WORK REQUEST
Using the listing, work out the number of lines where "status" shows up, and answer with that number alone.

....................

PR #66, opened 2020-11-23
Support generic NCP operator

heypnus:
This patch will allow the user deploy NCP/nsx-node-agent on
native Kubernetes by the operator


deploy/kubernetes/operator.nsx.vmware.com_v1_ncpinstall_cr.yaml
```diff
@@ -5,3 +5,4 @@ metadata:
   namespace: nsx-system-operator
 spec:
   ncpReplicas: 1
+  disableTag: true
```
dantingl, line 8: How about changing disableTag to addNodeTag?

manifest/rhel_on_kubernetes/cluster-network-03-nsxerrors.nsx.vmware.com.yaml
```diff
@@ -0,0 +1,28 @@
+apiVersion: apiextensions.k8s.io/v1
```
dantingl, line 1: How about adding subdir /rhel and /ubuntu under manifest/kubernetes/

olm-catalog/0.0.4/operator.nsx.vmware.com_ncpinstalls_crd.yaml
```diff
@@ -1 +1 @@
-../../deploy/operator.nsx.vmware.com_ncpinstalls_crd.yaml
\ No newline at end of file
+../../deploy/kubernetes/operator.nsx.vmware.com_ncpinstalls_crd.yaml
```
dantingl, line 1: It should be ../../deploy/openshift4/operator.nsx.vmware.com_ncpinstalls_crd.yaml

pkg/controller/configmap/config.go
```diff
@@ -112,7 +66,38 @@ func validateConfig(cfg *ini.File, sec string, key string) error {
 	return nil
 }
 
-func validateConfigMap(configmap *corev1.ConfigMap) []error {
```
dantingl, line 115: Not related to your patch, but do you think we should move all functions in this file to ReconcileConfigMap class? Is that a better style in go?

pkg/controller/configmap/config.go
```diff
@@ -149,7 +134,11 @@ func getPrefixFromCIDR(cidr string) (uint32, error) {
 	return uint32(i), nil
 }
 
-func validateClusterNetwork(spec *configv1.NetworkSpec) []error {
+func (r *ReconcileConfigMap) validateClusterNetwork(spec *configv1.NetworkSpec) []error {
```
dantingl, line 137: I think it's better to split ReconcileConfigMap func and ReconcileConfigMapOc func into 2 config files. And maybe add interfaces for them?

pkg/controller/configmap/config.go
```diff
@@ -256,7 +249,30 @@ func Render(configmap *corev1.ConfigMap, ncpReplicas int32, nsxSecret *corev1.Se
 	return objs, nil
 }
 
-func HasNetworkConfigChange(currConfig *configv1.Network, prevConfig *configv1.Network) bool {
+func (r *ReconcileConfigMap) GetManifestDir() (string, error) {
+	release, err := os.Open("/host/etc/os-release")
```
dantingl, line 253: Add "/host/etc/os-release" as a constant var?

pkg/controller/configmap/config.go
```diff
@@ -256,7 +249,30 @@ func Render(configmap *corev1.ConfigMap, ncpReplicas int32, nsxSecret *corev1.Se
...
+	if err != nil {
+		return "", err
+	}
+	defer release.Close()
+	content, err := ioutil.ReadAll(release)
+	osRelease := string(content)
+	if strings.Contains(osRelease, "CoreOS") {
+		// TODO: add platform detection logic if we allow the user deploy coreos image on native k8s
```
dantingl, line 261: I think QE has test to run CoreOS on K8s, but we should still use rhel_on_kubernetes manifests for it, right?

pkg/controller/configmap/configmap_controller.go
```diff
@@ -41,23 +45,81 @@ var appliedConfigMap *corev1.ConfigMap
...
+	reconcileConfigMap := ReconcileConfigMap{
 		client:     mgr.GetClient(),
 		scheme:     mgr.GetScheme(),
 		status:     status,
 		sharedInfo: sharedInfo,
 	}
+	if sharedInfo.AdaptorName == "openshift4" {
+		return &ReconcileConfigMapOc{reconcileConfigMap}
+	} else {
+		return &ReconcileConfigMapK8s{reconcileConfigMap}
```
dantingl, line 64: ReconcileConfigMapK8s is not used in config.go

pkg/controller/configmap/configmap_controller.go
```diff
@@ -41,23 +45,81 @@ var appliedConfigMap *corev1.ConfigMap
...
+	}
+
+}
+
+func (r *ReconcileConfigMap) FillDefaults(configmap *corev1.ConfigMap, spec *configv1.NetworkSpec) error {
```
dantingl, line 69: Move FillDefaults to config.go

pkg/controller/configmap/configmap_controller.go
```diff
@@ -183,30 +279,32 @@ func (r *ReconcileConfigMap) Reconcile(request reconcile.Request) (reconcile.Res
...
-	err = r.client.Get(context.TODO(), types.NamespacedName{Name: operatortypes.NetworkCRDName}, networkConfig)
-	if err != nil {
-		if apierrors.IsNotFound(err) {
-			// Request object not found, could have been deleted after reconcile request.
-			// Owned objects are automatically garbage collected. For additional cleanup logic use finalizers.
-			// Return and don't requeue
-			log.Info("Cluster network CRD is not found")
-			r.status.SetDegraded(statusmanager.ClusterConfig, "NoClusterConfig", "Cluster network CRD is not found")
-			return reconcile.Result{}, nil
+	if r.sharedInfo.AdaptorName == "openshift4" {
```
dantingl, line 282: You can use a ReconcileConfigMapOc func to get network CR

pkg/controller/node/node_controller.go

....................

ANSWER AREA
2